(Dataset excerpts)
########################################
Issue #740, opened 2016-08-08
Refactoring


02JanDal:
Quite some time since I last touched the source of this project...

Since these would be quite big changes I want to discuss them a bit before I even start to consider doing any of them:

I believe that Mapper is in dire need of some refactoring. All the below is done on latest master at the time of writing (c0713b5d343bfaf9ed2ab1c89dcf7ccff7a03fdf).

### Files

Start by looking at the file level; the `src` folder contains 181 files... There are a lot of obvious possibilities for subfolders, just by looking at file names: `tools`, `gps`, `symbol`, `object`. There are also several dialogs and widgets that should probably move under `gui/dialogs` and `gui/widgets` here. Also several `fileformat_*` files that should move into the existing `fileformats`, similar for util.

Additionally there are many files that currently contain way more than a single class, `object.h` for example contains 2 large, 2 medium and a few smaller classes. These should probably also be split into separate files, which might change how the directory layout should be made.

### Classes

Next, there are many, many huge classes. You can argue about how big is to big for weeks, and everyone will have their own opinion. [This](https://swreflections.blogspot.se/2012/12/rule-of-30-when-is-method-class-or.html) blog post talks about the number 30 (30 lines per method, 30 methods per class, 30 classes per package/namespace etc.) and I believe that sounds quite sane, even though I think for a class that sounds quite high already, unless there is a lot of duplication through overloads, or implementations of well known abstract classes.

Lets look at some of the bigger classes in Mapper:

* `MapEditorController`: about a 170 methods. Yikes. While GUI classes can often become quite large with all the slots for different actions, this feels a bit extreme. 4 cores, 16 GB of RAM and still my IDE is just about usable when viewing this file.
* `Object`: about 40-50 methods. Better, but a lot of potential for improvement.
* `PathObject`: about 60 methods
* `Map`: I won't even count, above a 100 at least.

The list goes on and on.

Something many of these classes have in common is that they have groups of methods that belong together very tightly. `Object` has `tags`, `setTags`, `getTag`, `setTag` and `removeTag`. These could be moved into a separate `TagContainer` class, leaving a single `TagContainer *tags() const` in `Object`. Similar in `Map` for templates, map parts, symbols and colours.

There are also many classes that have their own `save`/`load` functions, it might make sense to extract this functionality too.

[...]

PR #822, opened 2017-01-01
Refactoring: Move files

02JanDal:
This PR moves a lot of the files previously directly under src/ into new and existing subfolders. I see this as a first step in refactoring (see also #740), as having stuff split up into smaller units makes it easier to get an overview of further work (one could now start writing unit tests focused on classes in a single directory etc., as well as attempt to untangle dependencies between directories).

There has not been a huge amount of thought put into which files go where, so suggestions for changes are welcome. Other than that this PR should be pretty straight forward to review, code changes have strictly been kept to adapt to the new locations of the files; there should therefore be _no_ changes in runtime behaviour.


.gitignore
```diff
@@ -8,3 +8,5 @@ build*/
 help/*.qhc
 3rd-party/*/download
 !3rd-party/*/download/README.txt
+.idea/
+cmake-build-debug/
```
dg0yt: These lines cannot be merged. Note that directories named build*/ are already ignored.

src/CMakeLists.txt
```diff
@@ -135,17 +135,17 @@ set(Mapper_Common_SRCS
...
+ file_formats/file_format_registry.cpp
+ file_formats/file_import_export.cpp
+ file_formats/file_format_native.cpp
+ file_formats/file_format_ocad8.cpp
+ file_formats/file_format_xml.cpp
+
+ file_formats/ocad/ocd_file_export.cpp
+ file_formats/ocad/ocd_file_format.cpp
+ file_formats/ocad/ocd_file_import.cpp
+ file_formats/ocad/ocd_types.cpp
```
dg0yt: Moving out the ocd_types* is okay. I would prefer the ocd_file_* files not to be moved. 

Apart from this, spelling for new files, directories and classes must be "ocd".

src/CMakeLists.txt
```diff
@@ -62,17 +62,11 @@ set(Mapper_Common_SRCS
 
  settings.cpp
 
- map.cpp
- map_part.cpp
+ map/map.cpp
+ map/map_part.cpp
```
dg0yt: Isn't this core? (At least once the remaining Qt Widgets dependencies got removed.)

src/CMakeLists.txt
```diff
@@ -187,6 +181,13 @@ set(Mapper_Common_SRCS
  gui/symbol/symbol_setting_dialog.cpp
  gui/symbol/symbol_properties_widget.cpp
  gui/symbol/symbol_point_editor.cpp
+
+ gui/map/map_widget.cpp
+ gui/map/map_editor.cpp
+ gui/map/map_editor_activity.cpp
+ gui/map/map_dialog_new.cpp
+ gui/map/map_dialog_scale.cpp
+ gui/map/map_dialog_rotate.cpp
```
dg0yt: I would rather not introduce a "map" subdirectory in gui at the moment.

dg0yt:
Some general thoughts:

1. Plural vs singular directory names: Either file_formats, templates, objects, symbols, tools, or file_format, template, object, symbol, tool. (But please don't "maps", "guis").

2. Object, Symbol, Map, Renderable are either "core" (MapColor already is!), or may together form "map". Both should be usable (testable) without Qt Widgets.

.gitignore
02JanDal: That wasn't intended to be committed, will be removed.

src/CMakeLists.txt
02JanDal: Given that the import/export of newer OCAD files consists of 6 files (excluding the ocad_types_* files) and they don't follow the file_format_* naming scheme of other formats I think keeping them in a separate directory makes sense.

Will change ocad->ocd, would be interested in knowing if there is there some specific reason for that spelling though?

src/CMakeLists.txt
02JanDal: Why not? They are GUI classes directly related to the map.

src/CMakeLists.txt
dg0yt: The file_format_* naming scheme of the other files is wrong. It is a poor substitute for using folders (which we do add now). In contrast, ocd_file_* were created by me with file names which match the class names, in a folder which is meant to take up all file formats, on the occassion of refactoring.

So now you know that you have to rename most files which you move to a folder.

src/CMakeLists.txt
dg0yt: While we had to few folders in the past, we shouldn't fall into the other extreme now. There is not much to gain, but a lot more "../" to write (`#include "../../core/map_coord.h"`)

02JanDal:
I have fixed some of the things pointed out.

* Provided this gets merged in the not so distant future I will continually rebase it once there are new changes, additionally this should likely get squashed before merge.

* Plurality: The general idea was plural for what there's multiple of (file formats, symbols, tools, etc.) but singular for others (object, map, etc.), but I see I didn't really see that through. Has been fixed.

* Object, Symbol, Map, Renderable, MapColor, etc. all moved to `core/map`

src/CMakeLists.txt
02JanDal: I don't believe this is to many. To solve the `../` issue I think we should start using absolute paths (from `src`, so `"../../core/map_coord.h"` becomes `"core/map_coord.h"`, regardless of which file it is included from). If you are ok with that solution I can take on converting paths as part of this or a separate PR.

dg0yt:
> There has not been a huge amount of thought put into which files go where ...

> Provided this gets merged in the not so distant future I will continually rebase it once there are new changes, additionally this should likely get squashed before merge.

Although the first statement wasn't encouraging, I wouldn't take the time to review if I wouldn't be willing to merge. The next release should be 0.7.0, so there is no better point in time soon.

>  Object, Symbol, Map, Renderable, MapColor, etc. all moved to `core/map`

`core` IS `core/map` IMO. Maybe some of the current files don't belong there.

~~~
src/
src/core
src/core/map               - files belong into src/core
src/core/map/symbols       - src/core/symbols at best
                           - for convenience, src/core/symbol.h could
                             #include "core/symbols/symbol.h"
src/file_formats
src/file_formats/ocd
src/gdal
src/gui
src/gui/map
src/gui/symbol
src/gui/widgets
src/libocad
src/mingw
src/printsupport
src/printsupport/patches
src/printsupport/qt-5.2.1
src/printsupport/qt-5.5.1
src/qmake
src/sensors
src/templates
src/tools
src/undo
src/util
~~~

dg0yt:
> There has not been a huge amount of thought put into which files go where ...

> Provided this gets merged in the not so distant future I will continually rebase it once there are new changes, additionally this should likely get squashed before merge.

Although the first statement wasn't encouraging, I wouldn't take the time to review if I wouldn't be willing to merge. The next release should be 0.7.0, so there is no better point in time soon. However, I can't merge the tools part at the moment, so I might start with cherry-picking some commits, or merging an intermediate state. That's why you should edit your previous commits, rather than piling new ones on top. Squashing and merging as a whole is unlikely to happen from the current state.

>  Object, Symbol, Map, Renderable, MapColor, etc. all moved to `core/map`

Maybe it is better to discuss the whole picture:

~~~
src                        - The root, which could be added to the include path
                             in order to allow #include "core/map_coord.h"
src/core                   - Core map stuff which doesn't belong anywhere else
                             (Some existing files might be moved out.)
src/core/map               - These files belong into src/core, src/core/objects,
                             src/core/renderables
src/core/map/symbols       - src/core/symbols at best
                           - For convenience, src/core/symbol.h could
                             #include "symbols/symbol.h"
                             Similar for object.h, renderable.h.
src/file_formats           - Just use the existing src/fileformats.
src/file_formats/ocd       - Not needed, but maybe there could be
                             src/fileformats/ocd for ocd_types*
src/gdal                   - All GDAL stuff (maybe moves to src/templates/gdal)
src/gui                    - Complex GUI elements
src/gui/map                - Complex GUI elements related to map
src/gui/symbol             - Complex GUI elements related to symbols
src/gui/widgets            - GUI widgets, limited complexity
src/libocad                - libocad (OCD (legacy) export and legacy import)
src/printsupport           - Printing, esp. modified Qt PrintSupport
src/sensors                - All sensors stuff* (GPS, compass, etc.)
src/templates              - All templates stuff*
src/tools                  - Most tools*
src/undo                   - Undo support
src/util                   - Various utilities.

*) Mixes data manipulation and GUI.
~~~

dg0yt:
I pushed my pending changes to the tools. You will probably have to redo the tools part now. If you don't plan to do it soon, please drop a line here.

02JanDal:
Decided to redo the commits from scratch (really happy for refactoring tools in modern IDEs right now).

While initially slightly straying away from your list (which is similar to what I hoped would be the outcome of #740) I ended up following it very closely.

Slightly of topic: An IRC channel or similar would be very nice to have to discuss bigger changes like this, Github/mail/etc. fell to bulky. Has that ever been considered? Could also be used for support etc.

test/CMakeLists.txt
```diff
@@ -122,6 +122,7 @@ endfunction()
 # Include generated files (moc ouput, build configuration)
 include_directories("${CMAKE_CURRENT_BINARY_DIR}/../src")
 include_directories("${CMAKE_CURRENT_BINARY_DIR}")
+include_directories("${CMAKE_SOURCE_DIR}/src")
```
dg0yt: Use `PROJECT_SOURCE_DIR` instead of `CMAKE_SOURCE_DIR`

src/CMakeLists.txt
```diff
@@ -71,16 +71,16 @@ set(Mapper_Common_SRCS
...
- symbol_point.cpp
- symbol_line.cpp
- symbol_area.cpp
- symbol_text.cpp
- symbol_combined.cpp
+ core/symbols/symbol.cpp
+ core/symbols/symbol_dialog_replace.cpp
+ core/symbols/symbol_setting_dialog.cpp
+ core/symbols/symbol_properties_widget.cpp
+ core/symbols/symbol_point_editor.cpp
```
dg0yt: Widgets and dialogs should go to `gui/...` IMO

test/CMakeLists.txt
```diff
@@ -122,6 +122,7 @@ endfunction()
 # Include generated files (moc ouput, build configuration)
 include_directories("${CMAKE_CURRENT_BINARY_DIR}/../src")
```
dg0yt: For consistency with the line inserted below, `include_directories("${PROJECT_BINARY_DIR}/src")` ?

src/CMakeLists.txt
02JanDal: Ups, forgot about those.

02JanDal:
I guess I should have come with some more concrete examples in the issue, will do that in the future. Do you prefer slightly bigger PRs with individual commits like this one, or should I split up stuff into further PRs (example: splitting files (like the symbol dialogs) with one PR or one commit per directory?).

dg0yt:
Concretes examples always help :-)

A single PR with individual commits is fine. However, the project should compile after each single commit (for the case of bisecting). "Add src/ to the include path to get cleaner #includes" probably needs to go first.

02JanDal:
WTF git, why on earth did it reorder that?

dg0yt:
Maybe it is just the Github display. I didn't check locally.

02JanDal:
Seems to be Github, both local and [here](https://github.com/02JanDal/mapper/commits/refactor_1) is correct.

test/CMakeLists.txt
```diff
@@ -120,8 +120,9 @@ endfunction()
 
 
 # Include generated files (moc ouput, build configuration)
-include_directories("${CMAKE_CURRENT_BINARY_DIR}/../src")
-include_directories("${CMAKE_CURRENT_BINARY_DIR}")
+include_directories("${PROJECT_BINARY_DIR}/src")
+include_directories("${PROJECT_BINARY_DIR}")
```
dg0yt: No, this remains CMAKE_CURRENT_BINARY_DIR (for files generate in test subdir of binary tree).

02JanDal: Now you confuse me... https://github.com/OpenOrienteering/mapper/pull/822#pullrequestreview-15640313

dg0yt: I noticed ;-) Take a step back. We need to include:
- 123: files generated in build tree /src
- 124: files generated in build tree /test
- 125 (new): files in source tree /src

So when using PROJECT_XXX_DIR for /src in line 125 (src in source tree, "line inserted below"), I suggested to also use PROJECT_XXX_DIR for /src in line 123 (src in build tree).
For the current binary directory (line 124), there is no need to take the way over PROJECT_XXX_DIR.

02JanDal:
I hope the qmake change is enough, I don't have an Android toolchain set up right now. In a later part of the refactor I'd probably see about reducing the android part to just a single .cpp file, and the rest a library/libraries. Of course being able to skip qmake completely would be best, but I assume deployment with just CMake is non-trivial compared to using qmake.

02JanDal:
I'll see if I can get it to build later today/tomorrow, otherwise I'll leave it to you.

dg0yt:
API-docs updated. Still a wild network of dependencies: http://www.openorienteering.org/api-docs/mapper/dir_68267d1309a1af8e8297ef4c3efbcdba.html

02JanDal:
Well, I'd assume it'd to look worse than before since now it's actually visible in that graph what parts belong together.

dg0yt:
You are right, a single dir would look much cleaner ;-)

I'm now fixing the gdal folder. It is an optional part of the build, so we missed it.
########################################
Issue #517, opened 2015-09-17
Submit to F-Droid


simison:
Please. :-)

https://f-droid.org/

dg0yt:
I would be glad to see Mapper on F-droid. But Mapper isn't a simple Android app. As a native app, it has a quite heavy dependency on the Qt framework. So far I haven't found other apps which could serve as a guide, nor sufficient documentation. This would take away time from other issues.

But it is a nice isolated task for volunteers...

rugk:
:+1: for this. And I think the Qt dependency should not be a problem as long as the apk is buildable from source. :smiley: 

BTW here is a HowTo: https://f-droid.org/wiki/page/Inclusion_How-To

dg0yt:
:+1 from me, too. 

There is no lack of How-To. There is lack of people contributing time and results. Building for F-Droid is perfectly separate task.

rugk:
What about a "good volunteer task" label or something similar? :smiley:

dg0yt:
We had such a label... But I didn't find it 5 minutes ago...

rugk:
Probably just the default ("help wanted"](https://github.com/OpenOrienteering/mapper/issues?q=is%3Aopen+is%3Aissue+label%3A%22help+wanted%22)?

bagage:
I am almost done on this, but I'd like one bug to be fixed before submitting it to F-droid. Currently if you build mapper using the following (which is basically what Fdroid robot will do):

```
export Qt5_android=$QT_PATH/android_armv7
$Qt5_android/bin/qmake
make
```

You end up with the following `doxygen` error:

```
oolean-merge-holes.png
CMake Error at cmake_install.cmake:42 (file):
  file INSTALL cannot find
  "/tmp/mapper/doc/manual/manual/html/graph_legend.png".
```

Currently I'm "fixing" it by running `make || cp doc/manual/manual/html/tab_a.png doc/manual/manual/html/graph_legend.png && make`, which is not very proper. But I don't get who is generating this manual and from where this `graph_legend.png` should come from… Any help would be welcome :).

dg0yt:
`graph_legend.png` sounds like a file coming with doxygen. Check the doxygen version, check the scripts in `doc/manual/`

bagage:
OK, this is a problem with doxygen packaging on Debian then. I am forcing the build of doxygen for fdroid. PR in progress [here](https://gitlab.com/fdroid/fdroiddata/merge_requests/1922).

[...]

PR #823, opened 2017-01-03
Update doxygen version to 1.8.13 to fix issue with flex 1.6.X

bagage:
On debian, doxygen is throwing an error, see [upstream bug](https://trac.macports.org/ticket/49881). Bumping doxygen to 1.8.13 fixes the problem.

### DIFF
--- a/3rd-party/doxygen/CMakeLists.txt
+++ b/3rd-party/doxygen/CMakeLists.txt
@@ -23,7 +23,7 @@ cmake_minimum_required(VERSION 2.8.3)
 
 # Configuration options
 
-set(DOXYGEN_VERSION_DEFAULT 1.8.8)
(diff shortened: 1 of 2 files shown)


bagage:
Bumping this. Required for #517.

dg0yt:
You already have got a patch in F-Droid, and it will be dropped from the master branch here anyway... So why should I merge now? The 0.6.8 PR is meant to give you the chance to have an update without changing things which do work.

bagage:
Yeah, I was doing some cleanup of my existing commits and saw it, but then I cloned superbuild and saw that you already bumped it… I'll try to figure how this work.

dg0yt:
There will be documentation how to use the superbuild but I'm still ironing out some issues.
########################################
• **ASSIGNED TASK**:
Among the records, find each line where the word "assume" occurs, and copy it.

• **OUTPUT OF THE EXERCISE**:
I hope the qmake change is enough, I don't have an Android toolchain set up right now. In a later part of the refactor I'd probably see about reducing the android part to just a single .cpp file, and the rest a library/libraries. Of course being able to skip qmake completely would be best, but I assume deployment with just CMake is non-trivial compared to using qmake.
Well, I'd assume it'd to look worse than before since now it's actually visible in that graph what parts belong together.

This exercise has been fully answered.